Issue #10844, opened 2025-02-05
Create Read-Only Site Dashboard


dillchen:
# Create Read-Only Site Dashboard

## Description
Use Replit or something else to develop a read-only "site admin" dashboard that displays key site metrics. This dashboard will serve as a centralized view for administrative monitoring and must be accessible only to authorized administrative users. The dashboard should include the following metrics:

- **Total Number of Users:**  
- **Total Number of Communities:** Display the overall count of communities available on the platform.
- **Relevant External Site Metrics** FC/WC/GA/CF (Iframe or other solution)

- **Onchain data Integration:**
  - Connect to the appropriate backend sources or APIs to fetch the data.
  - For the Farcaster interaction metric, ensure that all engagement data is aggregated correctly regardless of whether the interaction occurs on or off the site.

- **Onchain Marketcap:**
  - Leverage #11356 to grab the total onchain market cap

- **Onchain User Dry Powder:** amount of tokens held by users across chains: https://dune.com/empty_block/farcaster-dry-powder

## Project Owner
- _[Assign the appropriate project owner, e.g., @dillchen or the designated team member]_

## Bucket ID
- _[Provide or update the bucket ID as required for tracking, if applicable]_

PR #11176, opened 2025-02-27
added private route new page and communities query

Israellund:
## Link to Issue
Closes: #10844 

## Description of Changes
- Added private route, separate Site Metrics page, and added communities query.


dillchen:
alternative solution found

▶ [WHAT IS EXPECTED] Which lines of the data include the string "Number"? Find them and copy each one.

▶ [SOLVED PROBLEM]
- **Total Number of Users:**  
- **Total Number of Communities:** Display the overall count of communities available on the platform.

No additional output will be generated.